[Dataset entries]
<<<<

PR #193, opened 2018-09-08
Attempt at fixing slashes

hvanbakel:
Attempted fix for #176. I've left places where we compare a path by doing `StartsWith(x)` untouched for now. I'm not entirely sure if I should be transforming both sides there though, it's either both or none.


andrew-boyarshin:
`Extensions.MaybeAdjustFilePath` is a good one, but it works best when you pass root path to it (contextually sensible one, like project directory in most cases). Still, better than nothing.

PR #199, opened 2018-09-10
Minor slashes fix improvements for #193

andrew-boyarshin:


andrew-boyarshin:
@hvanbakel they should. I will do tests later this week on Linux.

PR #200, opened 2018-09-15
Split Project2015To2017 into Core and Migrate2017

andrew-boyarshin:
* Move almost everything to a new _Core_ project
* Move VS15-related transformations to _Migrate2017.Library_
* Make `ProjectConverter.Convert` an extension method (95% compatible, new optional/recommended `ILogger` parameter added)
* Retain umbrella-project _Project2015To2017_ to preserve NuGet package
* Move all common properties to `Directory.Build.props`
* Give Project2015To2017Tests a proper name with a dot
* Update external NuGet dependencies

P.S. don't worry about 191 changed files - that's mainly moved files.


Directory.Build.props
```diff
@@ -0,0 +1,17 @@
+<Project>
```
hvanbakel: Sweet! This was on my list for quite some time.

Project2015To2017.Core/Project2015To2017.Core.csproj
```diff
@@ -0,0 +1,23 @@
+<Project Sdk="Microsoft.NET.Sdk">
+
+  <PropertyGroup>
+    <TargetFrameworks>netstandard1.3;netstandard2.0</TargetFrameworks>
+    <RootNamespace>Project2015To2017</RootNamespace>
```
hvanbakel: We don't need to do this now but I like having the namespaces line up with the project names.

andrew-boyarshin: Me too, but that's for maintaining (mostly) stable public API surface.

andrew-boyarshin:
Since no issues are raised, I'll rebase this against latest master and merge this later today.

PR #203, opened 2018-09-19
Move logic to respective places

andrew-boyarshin:


Project2015To2017/Facility.cs
```diff
@@ -0,0 +1,211 @@
...
+using Project2015To2017.Transforms;
+using Project2015To2017.Writing;
+using System.Collections.Generic;
+using System.Collections.Immutable;
+using System.IO;
+using System.Linq;
+
+namespace Project2015To2017
+{
+	public class Facility
```
hvanbakel: This is moving it down into the shared nupkg so it can be reused there, right?

Project2015To2017/PatternProcessor.cs
```diff
@@ -0,0 +1,4 @@
+namespace Project2015To2017
+{
+	public delegate bool PatternProcessor(ProjectConverter converter, string pattern, ProcessSingleItemCallback callback, Facility self);
```
hvanbakel: Out of curiosity, any reason why you're not using a Func?

Project2015To2017/Facility.cs
andrew-boyarshin: Yes, that's right.

Project2015To2017/PatternProcessor.cs
andrew-boyarshin: They are mostly interchangeable, but delegate provides more explicit function signature _declaration_.

PR #213, opened 2018-11-13
Ignore 'Import'

baruchiro:


hvanbakel:
You cannot do it like this, `Import` has a meaning to bring in external targets too, those should be removed as they now belong in the generated targets in the intermediate output path.

Have a look at some of the test cases, you’ll see that there are other uses of `Import` too so this will have to be a smarter check.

>>>>

• [WHAT THE TASK ASKS]: Every single record must be transcribed exactly as it stands.

• [WRITTEN ANSWER]:
PR #193, opened 2018-09-08
Attempt at fixing slashes

hvanbakel:
Attempted fix for #176. I've left places where we compare a path by doing `StartsWith(x)` untouched for now. I'm not entirely sure if I should be transforming both sides there though, it's either both or none.


andrew-boyarshin:
`Extensions.MaybeAdjustFilePath` is a good one, but it works best when you pass root path to it (contextually sensible one, like project directory in most cases). Still, better than nothing.

PR #199, opened 2018-09-10
Minor slashes fix improvements for #193

andrew-boyarshin:


andrew-boyarshin:
@hvanbakel they should. I will do tests later this week on Linux.

PR #200, opened 2018-09-15
Split Project2015To2017 into Core and Migrate2017

andrew-boyarshin:
* Move almost everything to a new _Core_ project
* Move VS15-related transformations to _Migrate2017.Library_
* Make `ProjectConverter.Convert` an extension method (95% compatible, new optional/recommended `ILogger` parameter added)
* Retain umbrella-project _Project2015To2017_ to preserve NuGet package
* Move all common properties to `Directory.Build.props`
* Give Project2015To2017Tests a proper name with a dot
* Update external NuGet dependencies

P.S. don't worry about 191 changed files - that's mainly moved files.


Directory.Build.props
```diff
@@ -0,0 +1,17 @@
+<Project>
```
hvanbakel: Sweet! This was on my list for quite some time.

Project2015To2017.Core/Project2015To2017.Core.csproj
```diff
@@ -0,0 +1,23 @@
+<Project Sdk="Microsoft.NET.Sdk">
+
+  <PropertyGroup>
+    <TargetFrameworks>netstandard1.3;netstandard2.0</TargetFrameworks>
+    <RootNamespace>Project2015To2017</RootNamespace>
```
hvanbakel: We don't need to do this now but I like having the namespaces line up with the project names.

andrew-boyarshin: Me too, but that's for maintaining (mostly) stable public API surface.

andrew-boyarshin:
Since no issues are raised, I'll rebase this against latest master and merge this later today.

PR #203, opened 2018-09-19
Move logic to respective places

andrew-boyarshin:


Project2015To2017/Facility.cs
```diff
@@ -0,0 +1,211 @@
...
+using Project2015To2017.Transforms;
+using Project2015To2017.Writing;
+using System.Collections.Generic;
+using System.Collections.Immutable;
+using System.IO;
+using System.Linq;
+
+namespace Project2015To2017
+{
+	public class Facility
```
hvanbakel: This is moving it down into the shared nupkg so it can be reused there, right?

Project2015To2017/PatternProcessor.cs
```diff
@@ -0,0 +1,4 @@
+namespace Project2015To2017
+{
+	public delegate bool PatternProcessor(ProjectConverter converter, string pattern, ProcessSingleItemCallback callback, Facility self);
```
hvanbakel: Out of curiosity, any reason why you're not using a Func?

Project2015To2017/Facility.cs
andrew-boyarshin: Yes, that's right.

Project2015To2017/PatternProcessor.cs
andrew-boyarshin: They are mostly interchangeable, but delegate provides more explicit function signature _declaration_.

PR #213, opened 2018-11-13
Ignore 'Import'

baruchiro:


hvanbakel:
You cannot do it like this, `Import` has a meaning to bring in external targets too, those should be removed as they now belong in the generated targets in the intermediate output path.

Have a look at some of the test cases, you’ll see that there are other uses of `Import` too so this will have to be a smarter check.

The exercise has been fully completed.